The pandemic increased rates of anxiety, depression, sleep difficulties, and social isolation in children. A 2022 CDC report found that paediatric mental-health emergency visits rose 24% among 5- to 11-year-olds during the early pandemic compared to 2019. Research also shows that children with stronger resilience resources, including supportive family relationships and community connections, experienced significantly fewer negative effects.

What are the 7 C's of resilience for kids?

Paediatrician Dr. Kenneth Ginsburg identified seven components of childhood resilience: Competence, Confidence, Connection, Character, Contribution, Coping, and Control. These map closely to the three resilience domains researchers measure in children: personal strengths, relational resources, and community factors. Building across all three areas gives children a meaningful buffer against stress and adversity.

How do you build resilience in a child?

Research points to three key areas: personal resources (helping children recognise their own strengths), relational resources (warm, consistent relationships with caregivers and peers), and community resources (feeling connected to school and neighbourhood). Practical steps include encouraging children to name their emotions, maintaining routines during stressful times, fostering friendships, and giving children age-appropriate responsibilities that build a sense of competence.
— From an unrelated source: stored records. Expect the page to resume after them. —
PR #707, opened 2020-07-17
fix: Menu + dropdown menu: keypress to keyup and mouseup to click

m6jones:
I ran into problems with a drop down menu in the list component. Basically, the list component does things on `keyup` which is still registered for double action on the key.

I also noticed dropdown was using `onMouseUp` and changed it to the newer `click`.

I replaced `keypress` with `keyup` since keypress is depreciated.

I don't know the risks of this change. As there could be good reasons for the choices I changed away from. If that is the case, I am happy to find another solution. 

It would be amazing if this could be a cert fix.

### DIFF
--- a/components/dropdown/dropdown-opener-mixin.js
+++ b/components/dropdown/dropdown-opener-mixin.js
@@ -1,3 +1,16 @@
+const keyCodes = Object.freeze({
+	DOWN: 40,
+	END: 35,
+	ENTER: 13,
+	HOME: 36,
+	LEFT: 37,
+	PAGEUP: 33,
+	PAGEDOWN: 34,
+	RIGHT: 39,
+	SPACE: 32,
+	UP: 38
+});
+
 export const DropdownOpenerMixin = superclass => class extends superclass {
 
 	static get properties() {
@@ -34,8 +47,8 @@ export const DropdownOpenerMixin = superclass => class extends superclass {
 		this.noAutoOpen = false;
 		this.disabled = false;
 
-		this.__onKeyPress = this.__onKeyPress.bind(this);
-		this.__onMouseUp = this.__onMouseUp.bind(this);
+		this.__onKeyUp = this.__onKeyUp.bind(this);
+		this.__onClick = this.__onClick.bind(this);
 	}
 
 	connectedCallback() {
@@ -48,8 +61,8 @@ export const DropdownOpenerMixin = superclass => class extends superclass {
 				return;
 			}
 			opener.setAttribute('aria-haspopup', 'true');
-			opener.addEventListener('keypress', this.__onKeyPress);
-			opener.addEventListener('mouseup', this.__onMouseUp);
+			opener.addEventListener('keyup', this.__onKeyUp);
+			opener.addEventListener('click', this.__onClick);
 			opener.setAttribute('aria-expanded', (content && content.opened || false).toString());
 		});
 	}
@@ -60,8 +73,8 @@ export const DropdownOpenerMixin = superclass => class extends superclass {
 		if (!opener) {
 			return;
 		}
-		opener.removeEventListener('keypress', this.__onKeyPress);
-		opener.removeEventListener('mouseup', this.__onMouseUp);
+		opener.addEventListener('keyup', this.__onKeyUp);
+		opener.addEventListener('click', this.__onClick);
 	}
 
 	firstUpdated(changedProperties) {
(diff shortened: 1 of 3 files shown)


components/dropdown/dropdown-opener-mixin.js
```diff
@@ -112,15 +130,18 @@ export const DropdownOpenerMixin = superclass => class extends superclass {
...
 		if (this.noAutoOpen) return;
-		this.toggleOpen(true);
-	}
-
-	__onMouseUp() {
-		if (this.noAutoOpen) return;
-		this.toggleOpen(false);
+		switch (e.keyCode) {
+			case keyCodes.ENTER:
+			case keyCodes.SPACE:
```
m6jones, line 137: I also fixed an accessibility issue!

components/menu/menu.js
```diff
@@ -259,17 +259,18 @@ class Menu extends HierarchicalViewMixin(LitElement) {
...
-		if (e.keyCode === keyCodes.DOWN || e.keyCode === keyCodes.UP
-			|| e.keyCode === keyCodes.SPACE || e.keyCode === keyCodes.ENTER
+		if (e.keyCode === keyCodes.SPACE || e.keyCode === keyCodes.ENTER
 			|| e.keyCode === keyCodes.ESCAPE) {
 			return;
 		}
 
 		e.stopPropagation();
 
+		if (e.keyCode === keyCodes.DOWN || e.keyCode === keyCodes.UP) return;
```
m6jones, line 272: We don't want these escaping the menu do we?

components/dropdown/dropdown-opener-mixin.js
dbatiste: Thanks Maya.  Instead of a switch, I'd be tempted to just use:
```
if (e.keyCode !== keyCodes.ENTER && e.keyCode !== keyCodes.SPACE) return;
this.toggleOpen(true);
...
```
I assume preventing default is for the Space key, which would normally scroll the page?  What's the reason doe stopping the propagation?

components/menu/menu.js
dbatiste: What do you mean by "escaping the menu"?  What behavior does this change/fix?

dbatiste:
Yeah, there could certainly be "bugs" in the original, but I'm also fairly certain almost all of it was written intentionally, and we have sort of a "special" keyboard/mouse behavior as far as screen readers are concerned... which certainly makes me a little cautious here.

components/menu/menu.js
m6jones: Right now, when you press up and down in a drop down while in an aria-grid. Such as lists the keys leak out to the list and move focus away from the drop down and into the list item.

dbatiste: I see.  That's a little concerning.  We can,'t always expect components to stop propagation for that scenario.  Like we can do it here for this component, but what else might we have to deal with?  These events naturally bubble and usually it would be the responsibility of the handlers higher up to check target, etc.

m6jones: That is a solution. How would the list know what target uses what keys though?

m6jones:
The other thing we need to standardize is how we use `keydown` and `keyup`. Hopefully, upgrade to no longer use `keypress` (It is deprecated and this comment is totally based on that fact so I could totally be missing the boat on why we should keep it around) 

From comments in updating the list I think we are agreeing to use `keyup` for functionality. Making sure everything follows that is important so we don't get an action on a down that moves you into a new state that will trigger the up action in that state.

components/menu/menu.js
dbatiste: The only alternative that I can think of is that the list-grid would have to be aware of which types of elements (including checking aria role) to ignore.  Also not amazing.

I think in this case we can probably safely stop the propagation, since the menu is providing some very specific behavior and it's unlikely that parent components would be interested in those events.  I wouldn't say that about all events though, or all key codes, which is what makes me pause here.

dbatiste:
Re `keydown` vs `keyup` - yeah agreed that we should be consistent.  I think we've basically standardized on `keyup`.  This is especially true for things like `setDismissible`.  The `keydown` event is still needed to cancel certain default behavior though.

I think I wrote this code 3 or 4 years years ago so I don't recall all the specifics, but I think `keypress` was used to handle the case where the user can press a key to move focus.  We only very recently changed this logic to be case-insensitive.  This was also very recently migrated to Lit, and these events were not changed, possibly intentionally.

I wouldn't mind taking a comprehensive look at the use of key events, `keyCode`, `charCode`, and `key` and aligning where possible.

m6jones:
More thought and discussion to follow.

What are signs of poor resilience in children?

Children with lower resilience may show persistent irritability, difficulty sleeping, withdrawal from friends or activities they used to enjoy, and heightened reactions to everyday setbacks. During stressful events like the pandemic, these children tended to experience more anxiety, social isolation, and academic difficulties. Early support through strong relationships and coping strategies can help build resilience before challenges escalate.